Variational GPwDs (VGPwDs)

import jax
from jax import random, Array
import jax.numpy as jnp
import matplotlib.pyplot as plt
from typing import *

from gp import mk_cov_blk, kern_blk, k, cholesky_inv, PlotContext, plot_deriv_dataset, create_toy_deriv_dataset

key = random.PRNGKey(42)  # Create a random key                        

Variational GPwDs (VGPwDs)#

In this notebook, we explore extending VGPs to the setting with derivatives, i.e., a Variational GPwD (VGPwD). As usual, we’ll use a toy dataset to illustrate the main ideas.

f = lambda x: jnp.sin(x)
xs, ys, gs, Sigma = create_toy_deriv_dataset(f, key)
plot_deriv_dataset(xs, ys, gs, f)

../_images/a47a15ba3e309451ace2a408a47dad1899f25b94da089ec87ae8093accb991af.png

VGPwD: Posterior Approximation#

The VGPwD [1] applies the same principles of variational inference to approximate the posterior \(p(f, \nabla f, u, \nabla u | y, g)\) as the VGP did for the posterior \(p(f, u | y)\). Since a GPwD is a GP with a modified kernel function, we can use the posterior predictive of a VGP with \(K\) replaced with \(\tilde{K}\). This results in the posterior predictive

(2)#\[\begin{align} q(f_* | y) & = \mathcal{N}(\tilde{K}_{*z}C^{-1}\tilde{K}_{zx}\Sigma^{-1}y, \tilde{K}_{* *} - \tilde{K}_{*z}(\tilde{K}_{zz}^{-1} - C^{-1})^{-1}\tilde{K}_{z*} \end{align}\]

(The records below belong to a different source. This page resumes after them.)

PR #991, opened 2023-03-02
Little improvements for Settings

illume:
A few little improvements for Settings...

- [x] Fix mobile layout issues (Also back button on other views like notifications)
- [x] Follow component conventions. Have a Settings.tsx, and one component per file
- [x] Add some working stories


frontend/src/lib/router.tsx
```diff
@@ -2,12 +2,12 @@ import { generatePath } from 'react-router';
 import NotFoundComponent from '../components/404';
 import AuthToken from '../components/account/Auth';
 import NotificationList from '../components/App/Notifications/List';
-import AppSettings, { SettingsButton } from '../components/App/settings';
-import { ClusterSettings, ClustersSettings } from '../components/App/settings/clusters';
 import AuthChooser from '../components/authchooser';
 import Chooser from '../components/cluster/Chooser';
 import KubeConfigLoader from '../components/cluster/KubeConfigLoader';
 import Overview from '../components/cluster/Overview';
+import Settings, { SettingsButton } from '../components/common/Settings';
```
joaquimrocha, line 10: My understanding is that if we add Settings to `common/`, then it'll be exported to plugins (so we have to maintain it in a backward-compatible way) and that's not really desirable or there's no real need to export it ATM, AFAIU.
WDYT?

joaquimrocha:
LGTM.

PR #994, opened 2023-03-06
Add accessible namespaces

### LINKED ISSUE #679: [RFE] Add accessible namespaces option
## Current situation

If a user doesn't have permission to list namespaces but only has access to specific namespaces, he basically can't use Headlamp.

## Ideal future situation

Headlamp could add an option for predefining "accessible namespaces" for a user via parameters (like env variables) or user/cluster settings (via user input before login).

image

## Additional information

Similar behavior has a `Lens` tool.
image

ashu8912:
How to test:
- [ ] Verify that the cluster settings button exists in the user menu (when in cluster)
- [ ] Verify that the cluster settings exists in the "failed to connect to cluster" login dialog
- [ ] Verify that the cluster settings exists in the "token requested" login dialog
- [ ] Go to the cluster settings in 2 different clusters and set different values for the default namespace and the allowed namespaces; then changes routes/refresh and go back to the cluster settings: verify that the values added are persistent
- [ ] Set the default namespace for a cluster and apply a simple resource in that cluster without specifying the namespace: verify it takes the namespace set as default
- [ ] Use a token that grants access only to a certain namespace; then set that namespace as the allowed one; then go to all list views: verify that only resources in the allowed namespace are shown
- [ ] Use a token that grants access only to a certain namespace; then set that namespace as the allowed one; then go to a list view and open the namespace filter: verify that only the allowed namespace is shown in the filter

fixes #679

### DIFF
--- a/frontend/src/components/App/TopBar.tsx
+++ b/frontend/src/components/App/TopBar.tsx
@@ -16,6 +16,7 @@ import { useHistory } from 'react-router-dom';
 import helpers from '../../helpers';
 import { getToken, setToken } from '../../lib/auth';
 import { useCluster, useClustersConf } from '../../lib/k8s';
+import { createRouteURL } from '../../lib/router';
 import {
   HeaderActionType,
   setVersionDialogOpen,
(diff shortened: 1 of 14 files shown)


joaquimrocha:
@ashu8912 has tested this. So let's merge after CI passes.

where \(C = \tilde{K}_{zz} + \tilde{K}_{zx}\Sigma^{-1} \tilde{K}_{xz}\).

def fit_vgpwd(k: Callable, Sigma: Array, xs: Array, ys: Array, zs: Array):
    # Compute covariances
    tilde_K_zz = mk_cov_blk(k, zs, zs)
    tilde_K_xz = mk_cov_blk(k, xs, zs)
    tilde_K_zx = tilde_K_xz.transpose()
    tilde_K_zx = tilde_K_xz.transpose()
    tilde_K_zz_inv = cholesky_inv(tilde_K_zz)
    
    # Perform approximations
    Sigma_inv = jnp.diag(jnp.tile(1/jnp.diag(Sigma), len(xs)))
    C = tilde_K_zz + tilde_K_zx @ Sigma_inv @ tilde_K_xz
    C_inv = cholesky_inv(C)
    
    alpha = C_inv @ tilde_K_zx @ Sigma_inv @ ys
    cov = tilde_K_zz_inv - C_inv
    
    return alpha, cov

def vgpwd_post_pred_mean(k: Callable, zs: Array, alpha: Array, x_star: Array) -> Array:
    """Posterior predictive mean.
    """
    K_star_z = jnp.concatenate([kern_blk(k, x_star, z) for z in zs], axis=1)
    return K_star_z @ alpha


def vgpwd_post_pred_cov(k: Callable, zs: Array, cov: Array, x_star: Array) -> Array:
    """Posterior predictive covariance.
    """
    K_star_star = kern_blk(k, x_star, x_star)
    K_star_z = jnp.concatenate([kern_blk(k, x_star, z) for z in zs], axis=1)
    return K_star_star - K_star_z @ cov @ K_star_z.transpose()

VGPwD: inducing points are training set#

We visualize a VGPwD where we make no approximation first.

hs = jnp.concatenate([jnp.concatenate([y, g]) for y, g in zip(ys, gs)])
zs_all_xs = xs 
alpha_beta_all_xs, cov_all_xs  = fit_vgpwd(k, Sigma, xs, hs, zs_all_xs)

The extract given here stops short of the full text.